Velasco: “A scuola ci sono tante materie e si deve andare bene in tutte, questo è un errore metodologico”

Mentre tutti attaccano la scuola italiana c’è anche chi è più ottimista e mette in luce i suoi aspetti migliori. A farlo è stato l’allenatore della nazionale di volley femminile italiana Julio Velasco al podcast Wilson de Il Post.

Giovani pessimisti a causa degli adulti?

Ecco la sua visione: “Nei giovani c’è pessimismo a causa di noi adulti. Loro sono fiduciosi ma li abbiamo convinti noi. La scuola italiana è una scuola che difendo, ha tanti problemi ma secondo me è una scuola ottima. Lo vedo nei miei figli, ma anche nei giocatori, come parlano con proprietà di linguaggio”.

C’è però un problema di fondo, a suo avviso: “Però la scuola come funziona? Ci sono tante materie e uno deve andare bene in tutte.

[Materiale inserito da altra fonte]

PR #1149, opened 2023-03-24
Make repetition work when repeating a command more than 99 times

xavier630:
**Problem:**
Currently, you can only use repetition eg `touch 75 times` up to 99 times. If you try to say `touch 100 times`, the command doesn't work properly.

C’è una idea che filtra: che migliorare significa migliorare tante cose contemporaneamente. E questo è un errore metodologico”, ha concluso.

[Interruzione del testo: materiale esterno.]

PR #1152, opened 2023-03-27
Add `tex` to language modes

pokey:


knausj85 (approved):

rntz:
uh, do we have a tex language mode? it doesn't look like there's a `lang/tex` directory?

pokey:
No it's more for mathfly

rntz:
Hm. We [specifically have a comment](https://github.com/knausj85/knausj_talon/pull/1152/files#diff-0f717cf8e4a3f504aa3233919d4d4e94bdeb02d950a57cce803ae8ce54bd4f12R6-R8) saying that we only put things in that list which have a supported language mode. I don't remember what the reason was for that, though. Do you?

I guess it makes sense that we don't want all mathfly users to have to modify knausj; it would be nice to figure out what our approach here should be in general.

pokey:
That's probably old. We now automatically generate language modes from that list. Guessing the comment predates that machinery

knausj85:
As I recall, languages without implementations were removed since (1) newbies were confused  and (2) it adds global force language commands that don't actually do anything

pokey:
That's fair. So should we roll it back? Alternately we could upstream some of the mathfly stuff

knausj85:
I wonder if this is as big of a deal as it used to be with .talon-lists coming; I'm tempted to leave it as is

Also open to upstreaming some of the math fly stuff, though there may be advantages to keeping it separate?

“Ho sempre avuto fiducia nei giovani”

Ecco le parole dello sportivo di qualche tempo fa, sui giovani: “Si parla sempre male dei giovani. Come facciamo a rapportarci con i giovani se continuiamo a dirgli ‘noi eravamo meglio di voi’ ‘noi giocavamo col cavallo di legno e voi state sui social’? Se me lo avessero detto a 18 anni li avrei mandati a quel paese. I giovani sono diversi perché vivono in un mondo diverso. Io ho sempre avuto fiducia in loro, nelle mie figlie, nei nipoti, nei giocatori: anche nella mia squadra ammiro la capacità d’adattamento e la voglia di lavorare. Queste ragazze sono state favolose: come avevo chiesto, si sono comportate come una squadra che aveva perso, non vinto a Parigi”.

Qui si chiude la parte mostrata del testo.